%%

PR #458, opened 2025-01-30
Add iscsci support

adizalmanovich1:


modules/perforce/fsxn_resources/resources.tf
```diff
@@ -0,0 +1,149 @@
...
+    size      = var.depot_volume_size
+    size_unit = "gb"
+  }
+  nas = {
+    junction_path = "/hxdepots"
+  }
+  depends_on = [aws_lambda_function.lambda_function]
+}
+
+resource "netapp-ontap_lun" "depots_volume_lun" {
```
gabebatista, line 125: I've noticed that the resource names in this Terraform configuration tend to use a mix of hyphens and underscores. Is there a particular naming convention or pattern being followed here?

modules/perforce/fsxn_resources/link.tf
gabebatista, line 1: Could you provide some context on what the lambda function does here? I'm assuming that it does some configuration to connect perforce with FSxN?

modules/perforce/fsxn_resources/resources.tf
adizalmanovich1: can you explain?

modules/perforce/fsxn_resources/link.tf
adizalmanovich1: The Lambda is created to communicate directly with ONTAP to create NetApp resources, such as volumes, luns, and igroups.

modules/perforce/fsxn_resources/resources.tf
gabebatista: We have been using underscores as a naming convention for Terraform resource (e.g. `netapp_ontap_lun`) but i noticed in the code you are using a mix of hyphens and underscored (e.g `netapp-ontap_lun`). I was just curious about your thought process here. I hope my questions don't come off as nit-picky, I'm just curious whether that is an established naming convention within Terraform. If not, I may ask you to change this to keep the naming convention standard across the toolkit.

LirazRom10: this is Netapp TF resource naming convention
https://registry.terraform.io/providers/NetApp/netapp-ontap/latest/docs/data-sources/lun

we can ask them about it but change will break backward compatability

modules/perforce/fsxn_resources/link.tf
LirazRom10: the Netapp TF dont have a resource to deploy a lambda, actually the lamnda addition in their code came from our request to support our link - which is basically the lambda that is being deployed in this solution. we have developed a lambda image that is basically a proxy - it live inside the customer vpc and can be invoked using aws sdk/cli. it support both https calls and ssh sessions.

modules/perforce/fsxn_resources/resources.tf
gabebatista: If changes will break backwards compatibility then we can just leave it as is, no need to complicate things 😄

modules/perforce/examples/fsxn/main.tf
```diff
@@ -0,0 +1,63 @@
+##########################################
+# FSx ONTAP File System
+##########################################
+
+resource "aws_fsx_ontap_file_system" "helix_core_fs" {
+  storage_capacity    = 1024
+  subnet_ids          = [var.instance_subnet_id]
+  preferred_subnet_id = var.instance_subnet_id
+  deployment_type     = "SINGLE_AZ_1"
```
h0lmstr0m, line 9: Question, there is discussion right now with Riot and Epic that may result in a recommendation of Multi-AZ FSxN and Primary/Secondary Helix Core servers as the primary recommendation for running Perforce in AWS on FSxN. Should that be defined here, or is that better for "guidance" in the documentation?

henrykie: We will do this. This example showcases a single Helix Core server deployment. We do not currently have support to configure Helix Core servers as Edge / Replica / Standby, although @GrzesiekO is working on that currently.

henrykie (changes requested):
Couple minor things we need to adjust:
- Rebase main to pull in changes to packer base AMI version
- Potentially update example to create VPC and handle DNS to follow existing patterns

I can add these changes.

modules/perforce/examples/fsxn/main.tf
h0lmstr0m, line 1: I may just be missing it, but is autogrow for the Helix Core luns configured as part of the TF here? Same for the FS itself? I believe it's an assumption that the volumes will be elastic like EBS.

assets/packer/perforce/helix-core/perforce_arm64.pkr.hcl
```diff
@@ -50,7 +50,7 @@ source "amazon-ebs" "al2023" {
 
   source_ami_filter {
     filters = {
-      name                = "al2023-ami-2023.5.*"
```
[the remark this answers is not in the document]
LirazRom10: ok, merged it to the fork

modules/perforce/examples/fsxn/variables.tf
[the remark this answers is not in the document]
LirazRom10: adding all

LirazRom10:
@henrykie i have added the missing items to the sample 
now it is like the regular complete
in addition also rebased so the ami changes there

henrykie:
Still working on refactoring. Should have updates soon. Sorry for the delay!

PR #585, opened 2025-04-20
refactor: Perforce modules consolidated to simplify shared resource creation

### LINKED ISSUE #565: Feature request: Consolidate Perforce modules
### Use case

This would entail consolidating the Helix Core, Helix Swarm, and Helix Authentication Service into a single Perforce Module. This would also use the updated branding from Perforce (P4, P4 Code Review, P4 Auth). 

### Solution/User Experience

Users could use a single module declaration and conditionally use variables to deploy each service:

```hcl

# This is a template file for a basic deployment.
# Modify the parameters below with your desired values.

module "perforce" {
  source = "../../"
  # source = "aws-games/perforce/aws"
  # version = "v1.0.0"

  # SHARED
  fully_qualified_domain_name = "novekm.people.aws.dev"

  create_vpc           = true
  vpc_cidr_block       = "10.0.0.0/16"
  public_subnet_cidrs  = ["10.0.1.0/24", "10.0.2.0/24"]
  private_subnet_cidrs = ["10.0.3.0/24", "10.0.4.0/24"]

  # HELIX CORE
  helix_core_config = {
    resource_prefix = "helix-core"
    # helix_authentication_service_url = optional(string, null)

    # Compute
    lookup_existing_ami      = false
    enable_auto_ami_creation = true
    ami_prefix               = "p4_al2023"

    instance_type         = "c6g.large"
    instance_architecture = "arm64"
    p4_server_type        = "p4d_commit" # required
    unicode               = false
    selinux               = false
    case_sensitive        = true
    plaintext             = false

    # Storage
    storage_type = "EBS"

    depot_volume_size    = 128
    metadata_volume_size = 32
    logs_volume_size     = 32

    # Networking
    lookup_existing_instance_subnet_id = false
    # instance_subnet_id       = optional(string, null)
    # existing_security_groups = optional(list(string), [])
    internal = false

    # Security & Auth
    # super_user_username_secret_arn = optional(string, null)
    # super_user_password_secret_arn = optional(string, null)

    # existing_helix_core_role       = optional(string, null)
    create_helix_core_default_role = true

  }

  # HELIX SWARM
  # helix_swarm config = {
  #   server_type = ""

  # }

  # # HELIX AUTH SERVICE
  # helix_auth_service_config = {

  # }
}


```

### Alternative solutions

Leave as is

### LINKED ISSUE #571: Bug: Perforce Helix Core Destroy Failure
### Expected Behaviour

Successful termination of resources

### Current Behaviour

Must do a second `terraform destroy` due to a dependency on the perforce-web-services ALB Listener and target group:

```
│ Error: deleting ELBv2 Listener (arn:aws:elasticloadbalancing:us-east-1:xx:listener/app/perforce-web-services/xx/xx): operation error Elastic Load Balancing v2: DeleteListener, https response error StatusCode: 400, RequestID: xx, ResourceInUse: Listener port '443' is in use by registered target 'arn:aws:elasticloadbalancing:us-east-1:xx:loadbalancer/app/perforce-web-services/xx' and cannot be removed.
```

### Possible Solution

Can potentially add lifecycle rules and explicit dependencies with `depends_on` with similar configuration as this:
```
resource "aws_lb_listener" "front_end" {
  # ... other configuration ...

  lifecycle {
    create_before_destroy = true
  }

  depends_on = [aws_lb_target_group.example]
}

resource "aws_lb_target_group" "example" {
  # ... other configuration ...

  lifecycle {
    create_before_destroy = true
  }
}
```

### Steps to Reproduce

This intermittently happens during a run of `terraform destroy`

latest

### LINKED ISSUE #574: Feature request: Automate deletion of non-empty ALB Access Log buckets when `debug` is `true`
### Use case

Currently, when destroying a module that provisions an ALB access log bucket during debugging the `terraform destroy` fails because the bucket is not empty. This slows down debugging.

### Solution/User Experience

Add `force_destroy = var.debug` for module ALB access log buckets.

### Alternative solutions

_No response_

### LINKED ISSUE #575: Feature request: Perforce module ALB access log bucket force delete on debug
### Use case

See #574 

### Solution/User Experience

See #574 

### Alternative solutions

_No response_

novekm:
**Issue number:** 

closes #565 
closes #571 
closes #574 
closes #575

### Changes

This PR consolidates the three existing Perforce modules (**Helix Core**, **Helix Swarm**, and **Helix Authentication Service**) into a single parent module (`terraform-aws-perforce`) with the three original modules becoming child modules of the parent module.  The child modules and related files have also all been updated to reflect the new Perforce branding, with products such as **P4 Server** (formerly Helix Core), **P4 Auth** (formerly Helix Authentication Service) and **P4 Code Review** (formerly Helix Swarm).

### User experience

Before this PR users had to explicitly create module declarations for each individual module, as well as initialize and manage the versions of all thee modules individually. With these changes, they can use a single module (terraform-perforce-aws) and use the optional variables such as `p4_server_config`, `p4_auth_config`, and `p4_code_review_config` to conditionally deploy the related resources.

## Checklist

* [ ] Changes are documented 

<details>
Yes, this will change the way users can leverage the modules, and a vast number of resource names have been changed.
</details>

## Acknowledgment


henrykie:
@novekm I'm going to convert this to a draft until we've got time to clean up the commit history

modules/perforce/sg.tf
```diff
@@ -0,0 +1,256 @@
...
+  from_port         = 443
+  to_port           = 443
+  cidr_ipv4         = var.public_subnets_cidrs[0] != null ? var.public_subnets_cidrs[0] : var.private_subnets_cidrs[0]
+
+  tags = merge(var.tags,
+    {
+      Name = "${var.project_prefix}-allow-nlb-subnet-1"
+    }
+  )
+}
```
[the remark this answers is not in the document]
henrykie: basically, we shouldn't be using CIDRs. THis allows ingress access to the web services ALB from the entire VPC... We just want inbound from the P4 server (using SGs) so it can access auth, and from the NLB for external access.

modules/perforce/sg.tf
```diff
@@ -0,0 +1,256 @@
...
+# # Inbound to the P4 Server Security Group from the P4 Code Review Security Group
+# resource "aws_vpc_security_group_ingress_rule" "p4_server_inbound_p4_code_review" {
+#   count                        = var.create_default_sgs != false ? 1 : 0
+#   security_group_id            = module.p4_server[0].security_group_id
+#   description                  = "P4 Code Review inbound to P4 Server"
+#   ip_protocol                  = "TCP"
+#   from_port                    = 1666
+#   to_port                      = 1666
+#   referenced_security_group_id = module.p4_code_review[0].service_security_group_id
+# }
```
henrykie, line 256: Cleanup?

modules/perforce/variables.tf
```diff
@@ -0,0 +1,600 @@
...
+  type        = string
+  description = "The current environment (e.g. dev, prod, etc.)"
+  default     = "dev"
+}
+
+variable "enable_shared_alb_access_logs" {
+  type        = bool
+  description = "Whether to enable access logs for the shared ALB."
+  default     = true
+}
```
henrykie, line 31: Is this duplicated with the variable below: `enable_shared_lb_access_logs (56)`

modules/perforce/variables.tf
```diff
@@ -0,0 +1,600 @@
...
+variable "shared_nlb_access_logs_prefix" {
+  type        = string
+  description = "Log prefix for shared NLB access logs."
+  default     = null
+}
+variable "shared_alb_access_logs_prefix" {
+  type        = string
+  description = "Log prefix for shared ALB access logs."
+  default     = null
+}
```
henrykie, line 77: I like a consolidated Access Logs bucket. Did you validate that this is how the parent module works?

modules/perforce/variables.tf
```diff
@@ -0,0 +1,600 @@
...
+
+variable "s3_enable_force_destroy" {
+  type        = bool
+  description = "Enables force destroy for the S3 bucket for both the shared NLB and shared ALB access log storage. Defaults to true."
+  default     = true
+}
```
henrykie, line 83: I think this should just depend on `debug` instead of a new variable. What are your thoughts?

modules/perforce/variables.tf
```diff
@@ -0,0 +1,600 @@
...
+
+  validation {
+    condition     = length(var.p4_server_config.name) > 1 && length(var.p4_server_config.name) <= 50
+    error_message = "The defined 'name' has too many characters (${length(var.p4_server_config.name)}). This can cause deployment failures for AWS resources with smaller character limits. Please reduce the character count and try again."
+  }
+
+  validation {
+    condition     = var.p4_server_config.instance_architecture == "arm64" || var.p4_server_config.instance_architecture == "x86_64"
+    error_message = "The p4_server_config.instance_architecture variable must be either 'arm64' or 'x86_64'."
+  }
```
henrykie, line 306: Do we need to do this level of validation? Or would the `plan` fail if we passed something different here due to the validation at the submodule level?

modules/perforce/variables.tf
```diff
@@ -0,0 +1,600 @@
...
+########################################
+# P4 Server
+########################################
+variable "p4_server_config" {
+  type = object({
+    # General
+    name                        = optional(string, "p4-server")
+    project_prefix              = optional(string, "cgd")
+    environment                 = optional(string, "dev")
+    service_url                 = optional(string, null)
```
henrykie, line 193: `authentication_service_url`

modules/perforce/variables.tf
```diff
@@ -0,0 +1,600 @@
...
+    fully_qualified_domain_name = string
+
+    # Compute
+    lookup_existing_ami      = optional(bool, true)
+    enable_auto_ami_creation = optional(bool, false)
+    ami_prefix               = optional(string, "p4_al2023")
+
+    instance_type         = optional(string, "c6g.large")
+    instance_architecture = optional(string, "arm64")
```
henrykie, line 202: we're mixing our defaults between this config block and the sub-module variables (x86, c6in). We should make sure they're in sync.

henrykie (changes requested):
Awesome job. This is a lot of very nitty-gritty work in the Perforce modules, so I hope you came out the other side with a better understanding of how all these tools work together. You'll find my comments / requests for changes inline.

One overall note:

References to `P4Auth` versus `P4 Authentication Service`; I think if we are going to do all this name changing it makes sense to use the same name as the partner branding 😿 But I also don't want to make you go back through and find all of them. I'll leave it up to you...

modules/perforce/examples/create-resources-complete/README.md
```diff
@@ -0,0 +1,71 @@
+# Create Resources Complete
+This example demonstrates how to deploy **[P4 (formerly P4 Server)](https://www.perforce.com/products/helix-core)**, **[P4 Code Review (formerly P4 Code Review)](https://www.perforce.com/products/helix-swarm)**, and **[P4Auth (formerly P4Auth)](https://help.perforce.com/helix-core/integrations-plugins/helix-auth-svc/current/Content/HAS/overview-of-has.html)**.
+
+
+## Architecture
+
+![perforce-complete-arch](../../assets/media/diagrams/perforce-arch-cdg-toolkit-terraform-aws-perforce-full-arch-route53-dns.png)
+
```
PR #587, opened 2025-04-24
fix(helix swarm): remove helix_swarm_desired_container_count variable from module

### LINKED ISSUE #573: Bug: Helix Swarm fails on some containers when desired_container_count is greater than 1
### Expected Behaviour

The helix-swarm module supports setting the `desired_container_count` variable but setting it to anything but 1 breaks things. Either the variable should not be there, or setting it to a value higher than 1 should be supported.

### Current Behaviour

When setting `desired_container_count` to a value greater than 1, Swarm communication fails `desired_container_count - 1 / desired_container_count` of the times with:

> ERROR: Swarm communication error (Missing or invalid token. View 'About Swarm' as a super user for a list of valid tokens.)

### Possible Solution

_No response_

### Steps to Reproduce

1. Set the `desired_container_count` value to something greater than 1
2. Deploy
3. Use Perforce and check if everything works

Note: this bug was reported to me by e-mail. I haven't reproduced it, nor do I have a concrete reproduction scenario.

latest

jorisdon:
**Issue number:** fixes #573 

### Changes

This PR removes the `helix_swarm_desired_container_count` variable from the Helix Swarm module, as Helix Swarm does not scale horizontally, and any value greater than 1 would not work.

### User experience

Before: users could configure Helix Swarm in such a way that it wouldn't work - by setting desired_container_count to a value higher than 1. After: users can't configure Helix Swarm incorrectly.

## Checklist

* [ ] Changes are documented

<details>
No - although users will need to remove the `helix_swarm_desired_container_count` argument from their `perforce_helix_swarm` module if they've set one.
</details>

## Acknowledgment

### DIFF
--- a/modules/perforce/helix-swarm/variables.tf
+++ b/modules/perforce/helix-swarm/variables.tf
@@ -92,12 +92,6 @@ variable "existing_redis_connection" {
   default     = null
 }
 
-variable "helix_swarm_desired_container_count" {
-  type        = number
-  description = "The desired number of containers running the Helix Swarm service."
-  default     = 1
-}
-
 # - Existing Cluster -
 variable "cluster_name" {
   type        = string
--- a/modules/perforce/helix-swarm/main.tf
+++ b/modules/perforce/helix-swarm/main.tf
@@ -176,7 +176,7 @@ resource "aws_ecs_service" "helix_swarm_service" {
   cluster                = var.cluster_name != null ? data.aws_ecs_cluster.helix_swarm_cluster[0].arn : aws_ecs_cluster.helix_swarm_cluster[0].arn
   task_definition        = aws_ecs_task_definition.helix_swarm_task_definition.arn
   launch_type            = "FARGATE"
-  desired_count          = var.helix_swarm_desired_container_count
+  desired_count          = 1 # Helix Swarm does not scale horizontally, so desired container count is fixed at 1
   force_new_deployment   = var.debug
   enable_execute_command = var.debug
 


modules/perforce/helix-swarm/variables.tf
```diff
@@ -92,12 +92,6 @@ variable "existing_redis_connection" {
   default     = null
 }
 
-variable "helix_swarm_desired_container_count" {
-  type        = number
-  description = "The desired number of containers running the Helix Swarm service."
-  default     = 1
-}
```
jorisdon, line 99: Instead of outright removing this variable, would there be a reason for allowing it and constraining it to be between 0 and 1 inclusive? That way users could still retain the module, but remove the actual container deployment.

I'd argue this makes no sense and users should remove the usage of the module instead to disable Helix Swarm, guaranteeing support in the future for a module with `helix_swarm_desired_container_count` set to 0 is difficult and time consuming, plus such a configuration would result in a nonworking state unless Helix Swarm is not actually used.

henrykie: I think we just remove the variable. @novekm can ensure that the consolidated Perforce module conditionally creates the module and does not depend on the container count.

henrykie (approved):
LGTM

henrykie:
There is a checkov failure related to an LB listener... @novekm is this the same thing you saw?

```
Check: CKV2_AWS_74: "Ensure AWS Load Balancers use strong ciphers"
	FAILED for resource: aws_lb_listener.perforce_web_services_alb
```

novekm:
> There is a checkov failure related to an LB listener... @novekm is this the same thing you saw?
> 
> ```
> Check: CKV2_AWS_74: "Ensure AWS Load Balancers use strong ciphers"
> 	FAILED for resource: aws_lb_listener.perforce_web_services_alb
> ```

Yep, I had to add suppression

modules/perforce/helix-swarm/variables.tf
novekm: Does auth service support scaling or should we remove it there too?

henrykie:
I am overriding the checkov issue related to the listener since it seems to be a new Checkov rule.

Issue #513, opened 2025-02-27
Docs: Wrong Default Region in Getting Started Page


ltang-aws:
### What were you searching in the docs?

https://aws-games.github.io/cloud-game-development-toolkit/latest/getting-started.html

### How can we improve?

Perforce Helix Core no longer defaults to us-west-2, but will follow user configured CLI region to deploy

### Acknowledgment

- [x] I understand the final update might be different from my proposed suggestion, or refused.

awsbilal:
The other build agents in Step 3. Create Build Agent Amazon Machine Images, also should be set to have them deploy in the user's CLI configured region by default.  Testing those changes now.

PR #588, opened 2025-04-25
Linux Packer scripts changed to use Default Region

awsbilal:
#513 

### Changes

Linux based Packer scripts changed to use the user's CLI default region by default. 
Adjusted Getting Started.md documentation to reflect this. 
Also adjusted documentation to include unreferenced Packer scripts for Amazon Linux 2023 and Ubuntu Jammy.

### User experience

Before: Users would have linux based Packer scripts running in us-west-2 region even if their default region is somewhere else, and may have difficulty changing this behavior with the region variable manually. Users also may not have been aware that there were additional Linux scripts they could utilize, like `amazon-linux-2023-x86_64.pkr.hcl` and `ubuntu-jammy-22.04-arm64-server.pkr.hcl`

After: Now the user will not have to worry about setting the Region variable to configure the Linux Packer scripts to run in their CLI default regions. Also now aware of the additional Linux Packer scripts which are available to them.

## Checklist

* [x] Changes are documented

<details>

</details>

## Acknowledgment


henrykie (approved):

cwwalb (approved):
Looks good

%%

## Assignment
Report every line of the preceding listing where the string "fails" occurs.

## Exercise output
Currently, when destroying a module that provisions an ALB access log bucket during debugging the `terraform destroy` fails because the bucket is not empty. This slows down debugging.
### LINKED ISSUE #573: Bug: Helix Swarm fails on some containers when desired_container_count is greater than 1
When setting `desired_container_count` to a value greater than 1, Swarm communication fails `desired_container_count - 1 / desired_container_count` of the times with:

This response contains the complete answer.